Слишком много горьких воспоминаний было с ним связано, но я не питал к нему обиды. Воспоминания были почти безличными, все это как будто давно ушло в прошлое. К этому легкомысленному человеку я испытывал сейчас более теплое чувство, чем за все время с тех пор, как мы были дружны.

— Ты прав, Артур. — В глазах у него появилась тревога, хотя он продолжал улыбаться. — Ты прав, как всегда. В данном случае еще более банально. Я получаю триста фунтов, и я в долгах, как ты можешь догадаться. Вряд ли ребенок поможет исправить эту ситуацию, как ты думаешь?

Я припомнил, как он хвастался какими-то богатыми родственниками, которые жаждали засыпать его деньгами, так что если он захочет, то к тридцати годам может бросить работу; тогда якобы это было ни к чему, он хотел работать ради работы, но, возможно, он и примет от них какие-то деньги. Тогда я верил этим россказням, но постепенно, очень медленно эта вера таяла, потому что он постоянно был беднее даже нас с Хантом. К слову сказать, он все еще должен был мне пятьдесят фунтов или что-то в этом роде.

— Это неприятно, — сказал я.

— Дело не только в этом. Важнее то, что происходит в сердце. Но деньги помогли бы. Может быть, тогда у меня было бы больше мужества. — Он пожал плечами. — Подумай, чего я мог бы добиться, — улыбнулся он, — если бы у меня было больше мужества.

Мы вышли, чтобы встретить Ханта, и увидели его — бледного, слегка сутулого, но голова его все так же возвышалась над толпой, высыпавшей из поезда. Его лицо оживилось, когда он увидел нас, всю дорогу до моего дома они с Шериффом обменивались шутками и воспоминаниями. Мы зашли на минутку ко мне в квартиру и отправились пообедать. На улице было тепло, и в стороне от освещенных улиц, за парком, небо пылало густым пурпуром.

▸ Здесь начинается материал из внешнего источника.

PR #143, opened 2018-11-23
Changed to the snet-deamon README.md ( Removed references to Agent and Job) and added some details on Treasure Server. 

anandrgit:


anandrgit:
@vsbogd @astroseger , Request your review on this request.

README.md
```diff
@@ -74,7 +91,7 @@ Available Commands:
   help        Help about any command
   init        Write default configuration to file
   list        List channels, claims in progress, etc
-  serve       
+  serve       (default) option
```
vsbogd: 1. Text above is actually copied from ```./build/snetd-linux-amd64 --help``` output, so I would suggest adding description for serve command instead. 
2. May be it makes sense to rename ```serve``` to ```start``` command as it should be more obvious.
3. I think it is not required to keep ```serve``` (or ```start```) as default behavior, I think now it is time when we can replace all usages by explicit ```snetd-linux-amd64 start``` especially if it is confusing.

README.md
```diff
@@ -3,6 +3,17 @@
 [![CircleCI](https://circleci.com/gh/singnet/snet-daemon.svg?style=svg)](https://circleci.com/gh/singnet/snet-daemon)
 
 SingularityNET Daemon
+The daemon is the adapter with which an otherwise SingularityNET-unaware service implementation can be exposed to the SingularityNET platform. It is designed to be deployed as a sidecar proxy alongside the service on a given host.
+The daemon abstracts the blockchain components away from the clients.
+The SNET Daemon interacts with the Multi Party Escrow to facilitate authorization and payment for services and acts as a passthrough for making API calls to the service.The daemon is the endpoint a client will submit requests to, and they are then passed to the service after validation by the daemon.
+
+
+## Treasure Server
```
vsbogd: I think it is misleading to talk about "treasure server" when there is no such server yet. What we have is a command line tool to get a payment, update the channel state and write transaction to the blockchain. I would say at the moment it is a "channel claim cli".

astroseger: I would still propose to call it at least treasurer server logic. Otherwise people will not understand.

README.md
raamb: Lets track the default behaviour in a separate issue that I will create now. From a readme perspective lets release this now as it reflects current behaviour and fix it along with the issue

README.md
raamb: Agree with VItaly, lets call it "Channel Claim command" for now

anandrgit: fixed

README.md
anandrgit: for now , re worded to "Is the default option which starts the Daemon"

vsbogd: Sure, I didn't mean that 2 and 3 should be done in this PR.
Thanks, @raamb, for raising issue on this.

— Представляете, — сказал Шерифф, — восемь лет прошло с тех пор, как мы последний раз все вместе сидели за столом? Восемь лет. Как подумаю о всех тех, с кем я за это время обедал! Если их выстроить в ряд, то хватит отсюда до Саутгемптона.

— Какая жалость, — добавил он, — что этого нельзя сделать.

Хант улыбнулся.

— Мне хватило бы расстояния между двумя фонарными столбами, — сказал он.





Шерифф обернулся к нему.

— Почему ты не интересуешься людьми? Да, да, я знаю, тебя по-прежнему интересуют их души. Но я имею в виду знакомиться с живыми людьми, ходить на обеды, на танцы. В Манчестере должны быть сотни женщин, которые охотно потанцевали бы с тобой.

— Ты хочешь сказать, что это отвлекало бы меня от самого себя, — чуть принужденно рассмеялся Хант.

— Да, — заявил Шерифф. — Чертовски жаль, что меня не было с тобой эти последние годы. Я заставил бы тебя радоваться кое-чему. Тому, что лежит на поверхности, если тебе так нравится. Но ведь то, что нас радует, и находится на поверхности. Когда ты ценишь это, ты одновременно осознаешь тот факт, что жизнь сама по себе стоит больше, чем мелкие неприятности, сопутствующие ей. Среди этих мелких неприятностей, — усмехнулся он, — моральный долг.

Мы направились в ресторан на Джермин-стрит и уселись в первом этаже у открытого окна, выходившего на улицу. И тут Хант вернулся к словам, о которых Шерифф давно уже забыл. Это было так характерно для них обоих.

— Если ты это называешь мелкими неприятностями, — сказал Хант; Шерифф удивленно взглянул на него, потом вспомнил, — то я предпочитаю их…

— Вот тут ты и неправ, — быстро сказал Шерифф.

— …твоей жизни самой по себе. Что бы это ни означало. Для меня это как религия, — Хант неторопливо думал вслух. — Это громкая фраза, которая заменяет чувство, вот и все. Вроде как бог…

Тут я не выдержал:

— Как любая другая фраза, которая вызывает отклик в твоей душе и гипнотизирует тебя, заставляя думать, что в ней заложена глубокая идея.

— И разговаривая об этом, — сказал Шерифф, — ты получаешь удовольствие от жизни как таковой. Ты становишься великим человеком, Артур, и ты забываешь о том, что можно просто получать удовольствие от каких-то вещей. Когда ты последний раз танцевал?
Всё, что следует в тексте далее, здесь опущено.